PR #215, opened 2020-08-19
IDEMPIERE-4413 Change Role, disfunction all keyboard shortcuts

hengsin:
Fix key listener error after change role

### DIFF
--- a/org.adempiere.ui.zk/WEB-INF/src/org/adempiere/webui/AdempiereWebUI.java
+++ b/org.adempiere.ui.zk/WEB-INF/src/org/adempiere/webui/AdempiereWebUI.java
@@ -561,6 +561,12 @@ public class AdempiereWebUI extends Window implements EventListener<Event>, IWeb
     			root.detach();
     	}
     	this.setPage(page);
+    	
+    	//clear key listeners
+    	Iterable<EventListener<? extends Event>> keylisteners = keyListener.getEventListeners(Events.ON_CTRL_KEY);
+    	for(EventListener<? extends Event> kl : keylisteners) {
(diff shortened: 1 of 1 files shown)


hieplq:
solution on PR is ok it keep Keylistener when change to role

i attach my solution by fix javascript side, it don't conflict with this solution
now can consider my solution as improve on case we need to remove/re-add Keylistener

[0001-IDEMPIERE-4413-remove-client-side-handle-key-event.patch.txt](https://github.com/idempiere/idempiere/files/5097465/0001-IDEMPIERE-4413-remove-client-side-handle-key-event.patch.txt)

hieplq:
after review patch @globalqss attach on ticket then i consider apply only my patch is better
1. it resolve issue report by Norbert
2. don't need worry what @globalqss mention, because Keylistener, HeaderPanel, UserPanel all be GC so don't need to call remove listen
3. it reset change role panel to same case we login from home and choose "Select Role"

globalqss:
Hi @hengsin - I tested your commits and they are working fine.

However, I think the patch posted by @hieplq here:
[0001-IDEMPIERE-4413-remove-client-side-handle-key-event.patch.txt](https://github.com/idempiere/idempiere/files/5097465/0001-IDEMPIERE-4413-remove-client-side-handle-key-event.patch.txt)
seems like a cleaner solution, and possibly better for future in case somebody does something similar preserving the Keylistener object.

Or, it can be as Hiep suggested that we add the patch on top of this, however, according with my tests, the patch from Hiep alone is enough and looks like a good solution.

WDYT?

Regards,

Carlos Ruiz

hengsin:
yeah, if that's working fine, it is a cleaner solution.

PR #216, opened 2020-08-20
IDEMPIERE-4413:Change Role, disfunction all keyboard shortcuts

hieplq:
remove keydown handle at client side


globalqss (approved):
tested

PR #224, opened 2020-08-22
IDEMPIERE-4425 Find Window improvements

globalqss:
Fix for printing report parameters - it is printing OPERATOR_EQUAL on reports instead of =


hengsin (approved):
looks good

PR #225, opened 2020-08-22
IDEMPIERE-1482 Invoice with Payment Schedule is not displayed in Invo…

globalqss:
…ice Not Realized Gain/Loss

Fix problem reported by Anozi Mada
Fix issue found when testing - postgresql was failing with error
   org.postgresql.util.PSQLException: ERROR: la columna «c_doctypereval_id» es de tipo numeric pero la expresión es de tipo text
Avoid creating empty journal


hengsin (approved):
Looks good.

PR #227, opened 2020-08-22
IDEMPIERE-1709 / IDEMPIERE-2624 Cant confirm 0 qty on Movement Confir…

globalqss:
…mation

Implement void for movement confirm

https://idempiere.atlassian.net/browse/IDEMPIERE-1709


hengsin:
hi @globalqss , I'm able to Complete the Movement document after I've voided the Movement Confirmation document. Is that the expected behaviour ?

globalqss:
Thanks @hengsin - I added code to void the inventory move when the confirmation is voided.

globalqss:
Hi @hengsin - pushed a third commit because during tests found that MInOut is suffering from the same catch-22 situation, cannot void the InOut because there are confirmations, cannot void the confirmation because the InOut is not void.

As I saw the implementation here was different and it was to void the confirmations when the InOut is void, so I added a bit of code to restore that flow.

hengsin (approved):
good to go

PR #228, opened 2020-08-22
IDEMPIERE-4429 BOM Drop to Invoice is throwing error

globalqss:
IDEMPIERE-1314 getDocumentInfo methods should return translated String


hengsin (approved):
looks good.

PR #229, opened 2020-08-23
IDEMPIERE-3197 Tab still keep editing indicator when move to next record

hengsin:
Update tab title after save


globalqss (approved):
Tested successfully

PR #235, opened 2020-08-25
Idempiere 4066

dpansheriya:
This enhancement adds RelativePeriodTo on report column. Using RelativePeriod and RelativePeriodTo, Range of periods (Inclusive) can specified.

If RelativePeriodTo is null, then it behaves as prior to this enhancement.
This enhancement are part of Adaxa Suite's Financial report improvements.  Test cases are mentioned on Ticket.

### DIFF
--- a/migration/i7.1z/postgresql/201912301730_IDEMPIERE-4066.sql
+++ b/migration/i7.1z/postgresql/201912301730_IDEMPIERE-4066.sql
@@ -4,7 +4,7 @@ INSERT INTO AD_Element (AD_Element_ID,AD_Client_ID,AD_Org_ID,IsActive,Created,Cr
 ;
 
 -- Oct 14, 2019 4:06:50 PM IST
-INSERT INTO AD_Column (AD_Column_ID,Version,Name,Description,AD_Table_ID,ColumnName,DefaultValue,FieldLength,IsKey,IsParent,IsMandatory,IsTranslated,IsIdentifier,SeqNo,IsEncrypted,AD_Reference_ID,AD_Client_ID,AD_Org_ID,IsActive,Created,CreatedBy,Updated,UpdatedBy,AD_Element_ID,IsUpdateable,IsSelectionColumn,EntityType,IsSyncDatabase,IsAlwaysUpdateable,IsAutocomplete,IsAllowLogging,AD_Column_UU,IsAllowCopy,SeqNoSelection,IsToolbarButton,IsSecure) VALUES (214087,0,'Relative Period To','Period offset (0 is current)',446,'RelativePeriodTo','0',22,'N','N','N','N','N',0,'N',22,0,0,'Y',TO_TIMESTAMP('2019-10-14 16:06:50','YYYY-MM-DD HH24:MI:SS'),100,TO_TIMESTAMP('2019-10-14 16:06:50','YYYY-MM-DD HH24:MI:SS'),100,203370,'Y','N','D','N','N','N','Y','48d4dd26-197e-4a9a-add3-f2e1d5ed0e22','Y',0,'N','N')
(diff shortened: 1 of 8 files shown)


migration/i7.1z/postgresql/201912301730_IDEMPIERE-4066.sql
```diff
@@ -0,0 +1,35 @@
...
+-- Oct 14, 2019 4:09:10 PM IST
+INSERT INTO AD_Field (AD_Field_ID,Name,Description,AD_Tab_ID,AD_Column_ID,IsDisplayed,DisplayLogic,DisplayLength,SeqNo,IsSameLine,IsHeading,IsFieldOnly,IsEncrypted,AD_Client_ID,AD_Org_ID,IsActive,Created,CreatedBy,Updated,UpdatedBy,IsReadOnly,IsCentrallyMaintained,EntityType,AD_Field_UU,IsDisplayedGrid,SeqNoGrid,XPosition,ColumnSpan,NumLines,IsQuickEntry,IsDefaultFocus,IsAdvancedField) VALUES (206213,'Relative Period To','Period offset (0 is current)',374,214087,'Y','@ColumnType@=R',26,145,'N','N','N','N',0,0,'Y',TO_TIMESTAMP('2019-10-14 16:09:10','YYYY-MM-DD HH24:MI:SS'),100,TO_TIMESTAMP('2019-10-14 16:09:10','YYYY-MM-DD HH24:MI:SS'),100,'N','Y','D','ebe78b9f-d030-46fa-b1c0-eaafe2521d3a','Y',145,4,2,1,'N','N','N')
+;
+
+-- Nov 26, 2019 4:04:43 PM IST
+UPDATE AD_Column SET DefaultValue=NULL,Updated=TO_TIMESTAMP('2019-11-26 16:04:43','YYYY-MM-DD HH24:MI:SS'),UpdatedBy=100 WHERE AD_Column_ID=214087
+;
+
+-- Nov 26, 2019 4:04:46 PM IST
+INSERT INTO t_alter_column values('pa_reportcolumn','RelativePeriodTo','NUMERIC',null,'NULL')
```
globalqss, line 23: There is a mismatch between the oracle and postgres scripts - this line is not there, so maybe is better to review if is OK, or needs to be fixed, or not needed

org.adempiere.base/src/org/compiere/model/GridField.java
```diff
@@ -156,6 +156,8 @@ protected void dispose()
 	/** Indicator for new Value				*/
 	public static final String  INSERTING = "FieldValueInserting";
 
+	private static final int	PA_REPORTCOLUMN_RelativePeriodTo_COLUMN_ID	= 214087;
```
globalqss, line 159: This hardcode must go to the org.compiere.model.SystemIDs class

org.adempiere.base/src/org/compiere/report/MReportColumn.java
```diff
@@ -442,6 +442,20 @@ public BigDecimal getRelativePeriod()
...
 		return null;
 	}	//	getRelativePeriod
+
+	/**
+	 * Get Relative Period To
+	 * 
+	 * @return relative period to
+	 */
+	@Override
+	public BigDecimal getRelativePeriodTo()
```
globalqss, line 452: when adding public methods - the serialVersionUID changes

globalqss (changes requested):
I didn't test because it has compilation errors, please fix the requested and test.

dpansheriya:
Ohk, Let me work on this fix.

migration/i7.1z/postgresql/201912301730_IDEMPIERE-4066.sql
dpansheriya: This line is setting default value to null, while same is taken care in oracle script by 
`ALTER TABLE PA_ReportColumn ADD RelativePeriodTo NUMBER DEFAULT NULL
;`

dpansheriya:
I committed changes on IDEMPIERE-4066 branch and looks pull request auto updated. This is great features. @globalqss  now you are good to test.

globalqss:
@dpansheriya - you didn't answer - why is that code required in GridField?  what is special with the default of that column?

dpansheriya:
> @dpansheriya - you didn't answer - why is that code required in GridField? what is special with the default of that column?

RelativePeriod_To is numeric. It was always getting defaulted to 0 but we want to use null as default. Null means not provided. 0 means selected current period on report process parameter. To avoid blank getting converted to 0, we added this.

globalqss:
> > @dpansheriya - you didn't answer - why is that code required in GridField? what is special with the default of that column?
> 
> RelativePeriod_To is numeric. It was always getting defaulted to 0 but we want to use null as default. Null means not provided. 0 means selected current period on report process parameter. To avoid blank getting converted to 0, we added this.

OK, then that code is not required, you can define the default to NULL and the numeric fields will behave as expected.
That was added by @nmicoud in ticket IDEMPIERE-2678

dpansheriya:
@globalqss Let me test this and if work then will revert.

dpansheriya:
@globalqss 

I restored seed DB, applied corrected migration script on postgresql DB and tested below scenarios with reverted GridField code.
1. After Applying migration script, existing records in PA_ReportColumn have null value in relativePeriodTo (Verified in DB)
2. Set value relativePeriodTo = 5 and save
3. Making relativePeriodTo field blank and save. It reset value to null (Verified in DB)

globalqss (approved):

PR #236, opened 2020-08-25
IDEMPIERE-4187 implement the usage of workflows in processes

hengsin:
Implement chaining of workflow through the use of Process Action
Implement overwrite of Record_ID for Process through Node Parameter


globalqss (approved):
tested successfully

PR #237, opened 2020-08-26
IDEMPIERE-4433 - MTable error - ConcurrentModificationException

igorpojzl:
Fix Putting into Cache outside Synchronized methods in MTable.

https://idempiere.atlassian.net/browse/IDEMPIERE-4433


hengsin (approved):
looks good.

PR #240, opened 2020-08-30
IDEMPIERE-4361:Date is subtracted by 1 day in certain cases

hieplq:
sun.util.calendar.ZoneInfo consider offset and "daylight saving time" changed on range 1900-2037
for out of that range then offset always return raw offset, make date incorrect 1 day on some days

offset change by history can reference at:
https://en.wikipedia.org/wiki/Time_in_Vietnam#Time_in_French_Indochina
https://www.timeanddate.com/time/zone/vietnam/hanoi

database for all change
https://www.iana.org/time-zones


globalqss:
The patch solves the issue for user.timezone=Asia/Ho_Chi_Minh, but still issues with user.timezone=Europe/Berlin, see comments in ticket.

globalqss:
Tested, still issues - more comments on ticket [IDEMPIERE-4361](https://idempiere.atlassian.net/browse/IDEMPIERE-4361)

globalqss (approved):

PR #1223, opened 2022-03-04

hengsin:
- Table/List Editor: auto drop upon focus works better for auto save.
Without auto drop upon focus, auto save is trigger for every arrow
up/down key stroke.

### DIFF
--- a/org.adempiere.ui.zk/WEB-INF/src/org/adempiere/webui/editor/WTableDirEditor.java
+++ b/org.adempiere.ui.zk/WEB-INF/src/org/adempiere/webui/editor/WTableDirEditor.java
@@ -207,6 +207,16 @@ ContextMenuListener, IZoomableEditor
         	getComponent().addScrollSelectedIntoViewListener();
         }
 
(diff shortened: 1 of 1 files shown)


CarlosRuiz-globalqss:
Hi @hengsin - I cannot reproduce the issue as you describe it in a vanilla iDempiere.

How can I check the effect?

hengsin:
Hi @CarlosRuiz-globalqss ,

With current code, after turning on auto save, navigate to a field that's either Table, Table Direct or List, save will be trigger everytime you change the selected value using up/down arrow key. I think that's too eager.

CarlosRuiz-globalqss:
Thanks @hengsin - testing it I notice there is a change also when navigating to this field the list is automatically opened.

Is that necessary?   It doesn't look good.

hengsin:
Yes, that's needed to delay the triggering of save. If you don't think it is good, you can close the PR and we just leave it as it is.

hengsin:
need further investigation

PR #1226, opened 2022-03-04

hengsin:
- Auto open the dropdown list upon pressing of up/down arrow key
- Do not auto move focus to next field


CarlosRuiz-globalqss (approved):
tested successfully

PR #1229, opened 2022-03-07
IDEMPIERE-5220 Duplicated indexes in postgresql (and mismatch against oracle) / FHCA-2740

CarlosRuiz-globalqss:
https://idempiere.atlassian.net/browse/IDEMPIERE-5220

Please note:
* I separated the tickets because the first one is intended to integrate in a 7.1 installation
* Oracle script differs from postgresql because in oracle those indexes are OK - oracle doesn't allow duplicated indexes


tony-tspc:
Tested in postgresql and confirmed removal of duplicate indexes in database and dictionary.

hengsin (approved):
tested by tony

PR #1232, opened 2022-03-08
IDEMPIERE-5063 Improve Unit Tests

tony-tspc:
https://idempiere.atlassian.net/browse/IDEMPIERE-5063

________________

[Try it]
Out of the data above, give again only the lines starting at the one holding "hi @globalqss , I'm" and ending at the one holding "--- a/migration/i7.1z/postgresql/201912301730_IDEMPIERE-4066.sql", unchanged.

[Result for this exercise]
hi @globalqss , I'm able to Complete the Movement document after I've voided the Movement Confirmation document. Is that the expected behaviour ?

globalqss:
Thanks @hengsin - I added code to void the inventory move when the confirmation is voided.

globalqss:
Hi @hengsin - pushed a third commit because during tests found that MInOut is suffering from the same catch-22 situation, cannot void the InOut because there are confirmations, cannot void the confirmation because the InOut is not void.

As I saw the implementation here was different and it was to void the confirmations when the InOut is void, so I added a bit of code to restore that flow.

hengsin (approved):
good to go

PR #228, opened 2020-08-22
IDEMPIERE-4429 BOM Drop to Invoice is throwing error

globalqss:
IDEMPIERE-1314 getDocumentInfo methods should return translated String


hengsin (approved):
looks good.

PR #229, opened 2020-08-23
IDEMPIERE-3197 Tab still keep editing indicator when move to next record

hengsin:
Update tab title after save


globalqss (approved):
Tested successfully

PR #235, opened 2020-08-25
Idempiere 4066

dpansheriya:
This enhancement adds RelativePeriodTo on report column. Using RelativePeriod and RelativePeriodTo, Range of periods (Inclusive) can specified.

If RelativePeriodTo is null, then it behaves as prior to this enhancement.
This enhancement are part of Adaxa Suite's Financial report improvements.  Test cases are mentioned on Ticket.

### DIFF
--- a/migration/i7.1z/postgresql/201912301730_IDEMPIERE-4066.sql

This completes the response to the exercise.